I’m not sure that that’s functionally different from having a Latin religious statement on the city’s own flag.
So let’s say someone wants them to fly a Soviet or Nazi era flag. Neither nation exists anymore, it’s free speech, right?
They’ve flown a Chinese flag; why would a Soviet flag be a problem?
I like to think these were expats proud of their homeland and people, hopeful for the future, and not crypto shills propping up the image of dictatorships.
We can draw lines, right? Like the objection to this being, oh, what if you want to fly the swastika, I mean come on. I dont know how you would make that distinction, but someone can come up with something. One can be pragmatic.
A Christian flag should be in a reasonable society be a perfectly acceptable thing to fly. And it should be protected.
You’ve clearly missed the entire post and jumped straight into your own uninformed conclusions.
What part of the did I miss, if you care to say?
They didn’t fly it for, in many’s opinions, misguided church-state issues, not because they were hissing and spitting at it, like the officials judging one of the cake shoppe decisions, that got the penalty tossed at the SC.
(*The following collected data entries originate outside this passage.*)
PR #4004, opened 2025-10-08
[IRN-6177] [BpkCardList] Fix issue with carousel alignment

jimmycook:
This change is to address the issues with alignment when using row to rail. 

There are a few concerns:
- Drop shadows on cards getting cut off
- Ensuring the width of the cards is correct
- Where is the edge of the container

This change fixes is by when we are in the row state, we can have negative margin equal to the padding on the cards, and adjust the flex basis of the cards to fill the space correctly.

image

Because of the peaking on the cards, we don't apply this to rail mode, so it only fixes the issue on desktop.

- [ ] Component `README.md`
- [ ] Tests
- [ ] Accessibility tests


rabisse (dismissed):

Faye-Xiao (approved):
LGTM.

There was a case a while ago where people could submit personalized license plates to the city. Confederates wanted to submit a confederate flag, Yada Yada Yada, it was rejected, court case. City won 5-4, with Thomas breaking from the Conservatives.
My issue here is that, at first glance, clearly the city loses. Right? Like, a policy of allowing all flags except religious ones clearly a free speech restriction, and a free exercise restriction, and the court is highly suspicious on specific restrictions on religion based on establishment clause arguments that no longer work under existing precedent.
Also, seriously? You draw the line at Christianity? Has no one managing this flag pole ever been to the North End? They have public parades every weekend with the Virginia Mary … I mean cmon.
But, on the contrary, if a city can restrict what you put on a license plate, even under a supposedly open system, surely they can restrict a plagpole the city owns? I mean, Idk. And what exactly is the degree of openness to the public to trigger the line of government speech vs free speech for government owned things?
Now, as I have always suspected, the Thomas precedent was always weak, and on the chopping block. Thomas doesn’t care about precedent, he will be far less sympathetic to restrictions on religion than Confederates anyway, and in any event the more conservative justices do not need him. Thats the practical matter.
But the legal matter of reconciling that precedent, without scrapping it, honeslty I have no idea how to do that.